Wednesday, December 28, 2005

Another Tuesday Night

It's actually very early Wednesday morning.

Well, 4 out of 5 people in my house are now either sick or getting sick. I'm not sure who started it, but within the space of an hour I had one complaint of a super-sore throat, and then a coughing baby, and then my throat started to hurt. I don't like the sound of baby Decaf's cough - I hate when the kids are sick :(

I also hate being sick at the same time. That really sucks. However, I guess this explains why I was roasting hot when it was only 68 degrees in the house, and why I was so tired last night and today. Nice. Shit. I hate the sound of that sweet little baby's cough. :(

What sucks for me is that I can't take cold medicine of any kind. There is only one medicine I can take - and that's mucinex, which only makes everything really loose in a head or chest cold - doesn't stop coughing or make it hurt less, though. I'd really, really like to wake up tomorrow and not be sick. Like a 12 hour bug or something - that would be doable.

So anyway, I talked to my sister and my mom about the email that Grande sent to his dad on the 15th (posted below), and both of them think I should sit down and have a talk with him. Yeah, like that would do any-fucking-thing. When we attempt to talk to him he just shuts off completely, or yells then gets up and walks away. If we 'make' him stay sitting and try to force him to listen or talk he really does just totally shut down completely. I'm sure that's what would happen - and God, if he found out I read his email he'd freak out and never talk to me again. However, I'm his mom - I get to read his email if I want to. If he doesn't like that he could always feel free to move out when he's 18 and pay for his own internet connection.

Short Decaf is crying now. That happens when he can't suck his thumb because his nose is stuffy. It's gonna be a long next few days. Shit. I feel so bad for him. I hope I still have his cold medicine. I know I have baby advil, at least.

So - 4 more days left of regular eating before Venti and I start on the Atkins diet. I'm actually looking forward to it. There's nothing I really want in the next 4 days except for that Mongolian BBQ stuff I love so much from the mall - and I could actually have that on the diet if I didn't put noodles in it. Lucky me. That and curry chicken should make it easy to stay on the diet. :) Ya get a tad sick of eggs and tuna after a few days. Really sick of it.

I just wanna look like Angelina Jolie...is that too much to ask???

Actually, if we're being honest - I'd rather have Tea' Leoni's figure than Angelina's. With my face and her abs I think I'd be one hot chick. :) Obviously, from seeing the movie Spanglish, she must do some SERIOUS fucking yoga. This brings me to another point...

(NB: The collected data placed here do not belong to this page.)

Issue #438, opened 2023-04-17
Fail to update position after DLC is closed


luckysori:
I am tripping on this error _every time_ I try to close a position. The DLC is removed correctly, but the `position` cannot be updated.

```
2023-04-17T07:23:23.411906567Z DEBUG native::ln_dlc::node: Sending DLC channel message to=02dd6abec97f9a748bf76ad502b004ce05d1b2d1f43a9e76bd7d85e767ffb022c9 msg=CloseFinalize
2023-04-17T07:23:23.412159894Z  WARN native::ln_dlc::node: Could not find a filling position in the database. This might be, because the coordinator closed an expired position. Error: There is no order in state filling in the database
2023-04-17T07:23:23.412715278Z ERROR native::ln_dlc::node: Critical Error! We have a DLC but were unable to set the order to filled. Error: Exactly one positions should be open when trying to close a position
```

---

This is on https://github.com/get10101/10101/commit/13bcef6d320f35db0c10f2c2f4778edfca2c30d6 on Linux.

Issue #410, opened 2023-04-13
"Clear pending DLC" cleanup button in app


da-kami:
This will help the user to overcome "stuck" states where trading in the app becomes unusable

holzeis:
I am adding the MVP flag again as I think this will be super important especially in the first weeks.

luckysori:
Should not do this.

PR #439, opened 2023-04-17
Some tweaks to our DLC message handling

luckysori:
I noticed this when I was looking into #410.

Sorry about the last two patches effectively being fixups of the first one. I chose to leave it like this because rebasing was annoying.

I'm pretty sure it works, but I wasn't able to test it in full because of #438.

### DIFF
--- a/mobile/native/src/ln_dlc/node.rs
+++ b/mobile/native/src/ln_dlc/node.rs
@@ -2,8 +2,10 @@ use crate::db;
 use crate::trade::order;
 use crate::trade::position;
 use anyhow::anyhow;
+use anyhow::bail;
 use anyhow::Context;
 use anyhow::Result;
+use bdk::bitcoin::secp256k1::PublicKey;
 use bdk::TransactionDetails;
 use dlc_messages::sub_channel::SubChannelFinalize;
 use dlc_messages::Message;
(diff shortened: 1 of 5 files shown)


mobile/native/src/ln_dlc/node.rs
```diff
@@ -82,151 +85,156 @@ impl Node {
...
+                    // TODO: We should probably verify that: (1) the counterparty is the
+                    // coordinator and (2) the DLC channel close offer is expected and correct.
+                    self.inner
+                        .accept_dlc_channel_collaborative_settlement(&channel_id)
+                        .with_context(|| {
+                            format!(
+                                "Failed to accept DLC channel close offer for channel {}",
+                                hex::encode(channel_id)
+                            )
+                        })?;
```
1010Tom: Shouldn't this be a match block?

mobile/native/src/ln_dlc/node.rs
```diff
@@ -174,28 +173,32 @@ impl Node {
 
                     match reply_msg {
                         SubChannelMessage::Finalize(SubChannelFinalize { channel_id, .. }) => {
-                            let contract = self
+                            let contracts = self
                                 .inner
                                 .dlc_manager
                                 .get_store()
-                                .get_contract(&channel_id)
```
klochowicz: too bad these were only type aliases, because such a API misuse seems to be quite common :(

klochowicz (approved):
LGTM!

mobile/native/src/ln_dlc/node.rs
luckysori: Definitely an insidious source of bugs. We could PRs on the relevant repos to introduce new types. I reckon `rust-dlc` would accept it.

mobile/native/src/ln_dlc/node.rs
luckysori: For reference: the `if let`s were already there, I just moved them around.

I do agree that a `match` is a bit clearer as one can more easily see that the cases are independent. On the other hand, it does mean that we have to explicitly handle the catch-all pattern explicitly, which is a bit noisy.

luckysori: Improved with https://github.com/get10101/10101/pull/439/commits/412605a2af653877ac1a64510aeae1d8a95c2a4e.

PR #442, opened 2023-04-17
Ignore testnet testflight for releases

1010Tom:
When triggering a release, we get a merge commit in main which will trigger the release to production and testnet. This can fail, because each build gets a unique number, and when building at the same time, they might get the same which makes one of the two fail. To overcome this we simply ignore certain commits with the message starting with


holzeis (approved):
Nice 👍

klochowicz (approved):

Issue #1390, opened 2023-09-28
Dev environment is unusable - can't fund.


klochowicz:
**Describe the bug**

doing `just all` fails *every single time* on my mac.

```
2023-09-28T03:48:39.742974Z  INFO fund: Manually broadcasting node announcement and waiting for a few seconds...
thread 'main' panicked at 'to be able to fund: Could not verify channel is open. Please wipe and try again', crates/tests-e2e/examples/fund.rs:44:10
note: run with `RUST_BACKTRACE=1` environment variable to display a backtrace
```

**To Reproduce**

1. Run `just all`

**Expected behavior**

Funding should work, it did work for me *all the time* until recently.

bonomat:
Might be worth pointing out that this is coming from `just fund`. 
The issue is that LND does not find/accept the node announcement of our coordinator. 

@holzeis : made it work on his machine and testnet setup. Maybe he can describe his (manual) steps to get it work?

klochowicz:
it got fixed for me with #1387 - can you try if it works for you @bonomat @holzeis ?

klochowicz:
I'm going to close it, as I am unblocked. if anyone still experiences this on master, please feel free to re-open :-)

bonomat:
> it got fixed for me with #1387 - can you try if it works for you @bonomat @holzeis ?

just worked for me as well 🤷‍♂️

klochowicz:
it started failing for me again, and after looking into it a bit, it was only due to the peer_alias not being populated 🤔 which has no impact on the ability to use the channel.

holzeis:
Documenting some pitfalls that will fail your faucet payment, but isn't a bug

- lnd will set the flag `sync_to_graph` to `false` if the hasn't been a new block for quite some time. Mine a few new blocks or use the auto mining script to fix that issue.
- lnd will quickly give up on a channel if a payment failed, ensure your are resetting the mission control, before retrying payments.

klochowicz:
I'm closing this, as it works on my machine. If it fails for anyone else, please re-open.

PR #1438, opened 2023-10-06
chore: Create maker channel last

holzeis:
This is not a fix, but for me this significantly improves the chances of the funding script to succeed.

related to https://github.com/get10101/10101/issues/1390


holzeis:
@klochowicz this is what I am doing locally to get the fund script working again.

bonomat (approved):
This also does not work for me all the time but I'm happy to get it in if this makes things better for you.

Issue #1435, opened 2023-10-06
Exception when funding the wallet


bonomat:
1. open wallet
2. click through funding screen
3. select biggest one
4. payment is shown as pending and the below error is logged
5. channel was opened succesfully though.

```
══╡ EXCEPTION CAUGHT BY SCHEDULER LIBRARY ╞═════════════════════════════════════════════════════════
The following GoError was thrown during a scheduler callback:
There is nothing to pop

When the exception was thrown, this was the stack:
#0      GoRouterDelegate.pop (package:go_router/src/delegate.dart:94:5)
#1      GoRouter.pop (package:go_router/src/router.dart:468:20)
#2      _FundWalletModalState.build.<anonymous closure> (package:get_10101/features/wallet/onboarding/fund_wallet_modal.dart:71:30)
#3      SchedulerBinding._invokeFrameCallback (package:flutter/src/scheduler/binding.dart:1297:15)
#4      SchedulerBinding.handleDrawFrame (package:flutter/src/scheduler/binding.dart:1236:9)
#5      SchedulerBinding._handleDrawFrame (package:flutter/src/scheduler/binding.dart:1085:5)
#6      _invoke (dart:ui/hooks.dart:170:13)
#7      PlatformDispatcher._drawFrame (dart:ui/platform_dispatcher.dart:401:5)
#8      _drawFrame (dart:ui/hooks.dart:140:31)
```

Local dev environenemt.

PR #1444, opened 2023-10-06
fix: Use go to wallet screen instead of pop

holzeis:
It's weird but if you pop only once you don't get back to the wallet screen and if you pop twice you get back to the wallet screen but also get the exception.

fixes: #1435


bonomat (approved):
LGTM

PR #1448, opened 2023-10-06
feat: Store last fcm token update time

klochowicz:
This can give us an idea about the FCM token freshness


coordinator/src/db/user.rs
```diff
@@ -30,6 +31,7 @@ impl From<RegisterParams> for User {
             nostr: value.nostr.unwrap_or("".to_owned()),
             timestamp: OffsetDateTime::now_utc(),
             fcm_token: "".to_owned(),
+            fcm_token_update: Some(OffsetDateTime::now_utc()),
```
holzeis, line 34: 🤔 Shouldn't this be `None` since we are not setting a `fcm_token` here?

coordinator/src/db/user.rs
```diff
@@ -51,18 +53,21 @@ pub fn upsert_email(
...
     let user: User = diesel::insert_into(users::table)
         .values(User {
             id: None,
             pubkey: trader_id.to_string(),
             email: email.clone(),
             nostr: "".to_owned(),
-            timestamp: OffsetDateTime::now_utc(),
+            timestamp,
             fcm_token: "".to_owned(),
+            fcm_token_update: Some(OffsetDateTime::now_utc()),
```
holzeis, line 66: 🤔 same here

coordinator/src/schema.rs
```diff
@@ -239,6 +239,7 @@ diesel::table! {
         nostr -> Text,
         timestamp -> Timestamptz,
         fcm_token -> Text,
+        fcm_token_update -> Nullable<Timestamptz>,
```
holzeis, line 242: It looks like the `fcm_token_update` is always set, also if the `fcm_token` is empty. This would then rather represent the `last_login` or `updated_at` timestamp. I fine either way, but it would be nice to align the model correspondingly.

holzeis (approved):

I really want to start doing yoga. I have a big collection of yoga-for-beginners videos. The problem is that I never have ANY privacy to do them - and I'm not about to do it in front of anyone other than the baby. So, what do I do? My bedroom is tiny - so I can't put a tv and vcr in there and do it. My basement is scary - so that's out. I guess the answer is that if I wanted to do yoga badly enough that I wouldn't care who saw me. However - as logical as that sounds - I'm way to fucking embarrassed about my weight to let the kids or Venti see me doing yoga. HOWEVER (again) - I REALLY fucking want to do it! Ugh. Maybe this is something I need to work out in therapy. :)

I wonder if I'm the only person in the entire history of the world who is actually looking forward to going to therapy? I mean - it gives me a little bit of hope that maybe I will actually be able to get over some of my phobias and panic attacks, and lead a more normal life. God, that sounds good. Just being able to walk for exercise without being terrified of my heart would be a life altering event! You can't even begin to imagine what that would do for my self-esteem. (Through the roof.)

So anyway - four days until the Atkins diet goes into effect. That also means I have to actually eat 3 meals a day and like 2 snacks or something - and how gross does THAT sound? Eating five times a day just is so not me. I think you have to do it though or the diet doesn't work like it's supposed to...something about eating regularly keeping your metabolism going faster. *sigh* Ick. I can't imagine waking up and eating breakfast right away - that's just gross.

Oh - and Venti doesn't think we should weigh ourselves but like once a month or something. That's just torture. He thinks, and I agree, that we will have to be on the diet for 18 months before we both hit our goal weights. So - June of 2007 I guess I'll look like I did when I was 20. That's a good thing - at least I wasn't ugly. I mean - you can undo fat, but you can't undo ugly - well, not without a lot of money, anyway.

Well - I guess this is enough blathering for one night.